Pennsylvania’s app has reached roughly 5% to 6% of the target population, Delaware has reached 13%, and New Jersey has reached 11%.
The states are also measuring how many people who tested positive have logged those results in the app, as well as how many people got alerted from those logged results, and how many of those called a state contact tracer back.
The states are thinking of ways to encourage more people to download and use the apps, such as by adding information on vaccine phases and providers, which Pennsylvania has done. That could get more people to download the apps because a lot of people call the New Jersey Department of Health or go to its website to look up information on vaccines, said Thalia Sirjue, the department’s deputy chief of staff. The health department in Delaware is also considering this.
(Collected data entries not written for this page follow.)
PR #582, opened 2017-10-24
A few perf improvments for Tracing

j-baker:
I want Tritium to trace by default, but the overhead seemed a little excessive (700ns per method invocation).

Here, we have 3 improvements:

First, don't iterate over a hashmap.

Second, handcoded 'toString' method.

Third, 'completeTraceFast' which avoids a bunch of computation if I'm
not going to use it (e.g. a System.nanoTime call which is 100 cycles
plus).

For changes (with the Tritium benchmark):

Unchanged: 711ns
With iterating over the list not the hashmap: 666ns
With the custom toHexString: 588ns

With the shortcircuit and a 1% sampling collector:

After all changes but shortcircuit: 256ns
With shortcircuit only: 220ns
After all changes: 198ns

### DIFF
--- a/tracing/src/main/java/com/palantir/remoting3/tracing/Tracer.java
+++ b/tracing/src/main/java/com/palantir/remoting3/tracing/Tracer.java
@@ -18,8 +18,6 @@ package com.palantir.remoting3.tracing;
 
 import com.google.common.base.Preconditions;
 import com.google.common.collect.ImmutableList;
-import com.google.common.collect.ImmutableMap;
-import com.google.common.collect.Maps;
 import com.palantir.remoting.api.tracing.OpenSpan;
 import com.palantir.remoting.api.tracing.Span;
 import com.palantir.remoting.api.tracing.SpanObserver;
--- a/tracing/src/main/java/com/palantir/remoting3/tracing/Tracer.java
+++ b/tracing/src/main/java/com/palantir/remoting3/tracing/Tracer.java
@@ -17,12 +17,16 @@
 package com.palantir.remoting3.tracing;
 
 import com.google.common.base.Preconditions;
+import com.google.common.collect.ImmutableList;
+import com.google.common.collect.ImmutableMap;
 import com.google.common.collect.Maps;
 import com.palantir.remoting.api.tracing.OpenSpan;
 import com.palantir.remoting.api.tracing.Span;
 import com.palantir.remoting.api.tracing.SpanObserver;
 import com.palantir.remoting.api.tracing.SpanType;
 import java.util.Collections;
+import java.util.HashMap;
+import java.util.List;
 import java.util.Map;
 import java.util.Optional;
 import org.slf4j.Logger;
@@ -48,8 +52,8 @@ public final class Tracer {
         return trace;
     });
 
-    // Thread-safe Map implementation
-    private static final Map<String, SpanObserver> observers = Maps.newConcurrentMap();
+    private static final Map<String, SpanObserver> observers = new HashMap<>();
+    private static List<SpanObserver> observersList = ImmutableList.of();
 
     // Thread-safe since stateless
     private static TraceSampler sampler = AlwaysSampler.INSTANCE;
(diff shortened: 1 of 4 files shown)


tracing/src/main/java/com/palantir/remoting3/tracing/Tracer.java
```diff
@@ -48,8 +52,8 @@ private Tracer() {}
         return trace;
     });
 
-    // Thread-safe Map implementation
-    private static final Map<String, SpanObserver> observers = Maps.newConcurrentMap();
+    private static final Map<String, SpanObserver> observers = new HashMap<>();
```
schlosna: `@GuardedBy("this")`

tracing/src/main/java/com/palantir/remoting3/tracing/Tracer.java
```diff
@@ -48,8 +52,8 @@ private Tracer() {}
...
+    private static List<SpanObserver> observersList = ImmutableList.of();
```
schlosna: `observersList` needs to be volatile as we're currently only inducing barrier on write side but not reads. overhead of volatile read should be fine on x86

j-baker: To me it's surprising that we'd expect people to register subscribers concurrently

j-baker: I went with the convention of this class, which is to not do this (e.g. the sampling mode) - but sure, will fix both cases.

j-baker: and yeah, looks like volatile reads are very cheap in x86 provided little contention (which we don't expect here).

tracing/src/main/java/com/palantir/remoting3/tracing/Tracer.java
j-baker: that annotation is currently not on the classpath :( I added a comment to the effect given that GuardedBy isn't really read by anything.

schlosna: That's sad as error-prone will do some validations when annotated: https://github.com/google/error-prone/blob/master/docs/bugpattern/GuardedBy.md

j-baker:
Btw, those overheads include the cost of the dynamic proxy - the additional overhead of the tracing are now low as opposed to high.

tracing/src/main/java/com/palantir/remoting3/tracing/Tracer.java
```diff
@@ -123,23 +126,40 @@ private static OpenSpan startSpanInternal(String operation, SpanType type) {
...
      * Like {@link #completeSpan()}, but adds {@code metadata} to the current span being completed.
      */
     public static Optional<Span> completeSpan(Map<String, String> metadata) {
-        return completeSpanInternal(metadata);
+        return completeSpanInternal(metadata, true);
     }
 
-    private static Optional<Span> completeSpanInternal(Map<String, String> metadata) {
+    private static Optional<Span> completeSpanInternal(Map<String, String> metadata, boolean mustConstructResult) {
         Optional<OpenSpan> maybeOpenSpan = currentTrace.get().pop();
```
markelliot: so let's make:

    private static Optional<OpenSpan> popCurrentSpan() {
        return currentTrace.get().pop();
    }

Then:

    private static void fastCompleteSpan() {
        popCurrentSpan();
    }

and `completeSpan` and `completeSpanInternal` should largely merge back together.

Another idea for how to make the apps more effective at preventing coronavirus transmission is to automatically send out codes to someone who tests positive, so they can log that result in their app. Right now, whenever someone in Pennsylvania, Delaware, or New Jersey tests positive, a state contact tracer gets in touch with them to give them a code to enter. That becomes a problem when there are so many cases that contact tracers cannot reach them all.
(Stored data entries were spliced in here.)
PR #583, opened 2017-10-24
Actually fix tracing...

j-baker:
@markelliot @uschi2000


j-baker:
The code actually still logs unsafe params before this change

ellisjoe (approved):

Colorado has already made this an automatic process. A case study found it made a big difference, said Stephanie Hannon, senior director for product management for exposure notifications at Google, at the NIH webinar earlier this month.
Hannon pointed out that with human contact tracers sending codes out for positive tests, Colorado could send about 17 codes a day; with an automatic system, the state sent more than 4,000 codes a day. It also meant a lot more people uploading positive COVID-19 tests to the Colorado app.
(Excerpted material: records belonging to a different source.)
PR #584, opened 2017-10-24
canonical UserAgent

ellisjoe:


http-clients/src/main/java/com/palantir/remoting3/clients/UserAgent.java
```diff
@@ -0,0 +1,109 @@
...
+                .addAgents(agent)
+                .build();
+    }
+
+    @Value.Immutable
+    @ImmutablesStyle
+    interface Agent {
+        Pattern SERVICE_NAME_REGEX = Pattern.compile("([a-zA-Z][a-zA-Z0-9\\-]*)");
+        Pattern INSTANCE_ID_REGEX = SERVICE_NAME_REGEX;
+        Pattern VERSION_REGEX = Pattern.compile("([0-9][a-z0-9\\-\\.]*)");
```
ellisjoe: unsure what we want to restrict these to exactly

http-clients/src/main/java/com/palantir/remoting3/clients/UserAgent.java
```diff
@@ -0,0 +1,109 @@
...
+                .serviceName(serviceName)
+                .version(version)
+                .build();
+        return ImmutableUserAgent.builder()
+                .addAgents(agent)
+                .build();
+    }
+
+    @Value.Default
+    default UserAgent append(String serviceName, String version) {
```
lynchmattj-zz: Wonder if this should be a static utility so the use is more clear.  Append in this case could suggest that this could mutate the original.  Could lead to bugs in consumers.

lynchmattj-zz: so something like: `UserAgent.concat(UserAgent originalAgent, String serviceName, String version)`

ellisjoe: I'm personally in favor of this given that the `UserAgent` is immutable. Willing to change though if another person finds `UserAgent.append(userAgent, service, version)` more clear than `userAgent.append(service, version)`.

http-clients/src/main/java/com/palantir/remoting3/clients/UserAgent.java
```diff
@@ -0,0 +1,109 @@
...
+ * Constructs, validates, and formats a canonical User-Agent header. Because the http header spec
+ * (https://www.w3.org/Protocols/rfc2616/rfc2616-sec4.html#sec4.2) requires headers to be joined on commas, individual
+ * {@link Agent} header strings must never contain commas.
+ */
+@Value.Immutable
+@ImmutablesStyle
+public interface UserAgent {
+    List<Agent> agents();
+
+    @Value.Lazy
```
markelliot: I don’t know that we actually want this to be lazy

http-clients/src/main/java/com/palantir/remoting3/clients/UserAgent.java
```diff
@@ -0,0 +1,109 @@
...
+    default String headerFormat() {
+        return Joiner.on(", ").join(Lists.transform(agents(), Agent::headerFormat));
```
markelliot: I think we may want to sort this?

lynchmattj-zz: The intent here is to join them in the order they were added.  How would you sort them?

http-clients/src/main/java/com/palantir/remoting3/clients/UserAgent.java
lynchmattj-zz: should we use this? https://github.com/palantir/sls-packaging/blob/develop/sls-versions/src/main/java/com/palantir/slspackaging/versions/SlsProductVersions.java

http-clients/src/main/java/com/palantir/remoting3/clients/UserAgent.java
```diff
@@ -0,0 +1,109 @@
...
+        Pattern SERVICE_NAME_REGEX = Pattern.compile("([a-zA-Z][a-zA-Z0-9\\-]*)");
+        Pattern INSTANCE_ID_REGEX = SERVICE_NAME_REGEX;
+        Pattern VERSION_REGEX = Pattern.compile("([0-9][a-z0-9\\-\\.]*)");
+
+        String serviceName();
+        Optional<String> instanceId();
+        String version();
+
+        @Value.Lazy
+        default String headerFormat() {
```
uschi2000, line 94: should we implement toString instead?

http-clients/src/main/java/com/palantir/remoting3/clients/UserAgent.java
uschi2000: what's the purpose of having multiple agent headers? one for "http-remoting (3.3.3)" and one for "foo-service/node123 (5.6.7)"? In that case, not sure sorting has a lot of upside / it's unclear how to sort.

http-clients/src/main/java/com/palantir/remoting3/clients/UserAgent.java
uschi2000: can use the regex, but please don't add a dependency

http-clients/src/main/java/com/palantir/remoting3/clients/UserAgent.java
```diff
@@ -0,0 +1,109 @@
...
+            StringBuilder builder = new StringBuilder(serviceName());
+
+            instanceId().ifPresent(id -> builder.append("/").append(id));
+
+            builder.append(" (").append(version()).append(")");
+            return builder.toString();
+        }
+
+        @Value.Check
+        default void check() {
```
diogoholanda, line 104: The error messages here should probably contain the regexes.

http-clients/src/main/java/com/palantir/remoting3/clients/UserAgent.java
ash211: Sometimes calls go through a layer of libraries and it's useful to have versions of each encoded.  For example right now we have something like: `contour (1.2.3); foundry-spark (4.5.6); foundry-fsclient (7.8.9)`

http-clients/src/main/java/com/palantir/remoting3/clients/UserAgent.java
diogoholanda: Personally i wouldn't even have this method. I do think Matt has a point around appending having a mutability sound to it.

ellisjoe: done

http-clients/src/main/java/com/palantir/remoting3/clients/UserAgent.java
ellisjoe: done

http-clients/src/main/java/com/palantir/remoting3/clients/UserAgent.java
ellisjoe: changed to `Derived`

http-clients/src/main/java/com/palantir/remoting3/clients/UserAgent.java
ellisjoe: leaving as is

http-clients/src/main/java/com/palantir/remoting3/clients/UserAgent.java
ellisjoe: could change this to an abstract class and do that. not sure it makes things more clear though?

http-clients/src/main/java/com/palantir/remoting3/clients/UserAgent.java
ellisjoe: not including regexes matches what we do elsewhere:
https://github.com/palantir/resource-identifier/blob/develop/src/main/java/com/palantir/ri/ResourceIdentifier.java#L246
https://github.com/palantir/sls-packaging/blob/develop/sls-versions/src/main/java/com/palantir/slspackaging/versions/SlsProductVersions.java

ellisjoe:
@uschi2000 I stuck this in the same package as the client configuration. might be worth moving into  the remoting-api repo though?

uschi2000 (approved):

http-clients/src/main/java/com/palantir/remoting3/clients/UserAgent.java
```diff
@@ -0,0 +1,123 @@
...
+            checkArgument(SERVICE_NAME_REGEX.matcher(serviceName()).matches(),
+                    "Illegal service name format: %s", serviceName());
+            if (instanceId().isPresent()) {
+                checkArgument(INSTANCE_ID_REGEX.matcher(instanceId().get()).matches(),
+                        "Illegal instance id format: %s", instanceId().get());
+            }
+            checkArgument(isOrderableVersion(version()), "Illegal version format: %s", version());
```
uschi2000, line 111: calling out that depending on where/how this class will get used, failing here might to too harsh and it could be more appropriate to log a warning and fill in a dummy version (0.0.0).

ash211: I think this will break integration tests that run with versions of 1.0.0-1-g123abc since that's not orderable.  So this wouldn't be usable in integration tests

“You get incredible results,” Hannon said in the webinar. “The key message is automation.”
That message gets a little more complicated because sending someone a code automatically may not be as effective as a phone call from a human, said Meghna Patel, deputy secretary for health resources and services at the Pennsylvania Department of Health.
“When you actually have someone on the phone walking [you] through the steps, there was a higher compliance,” Patel said.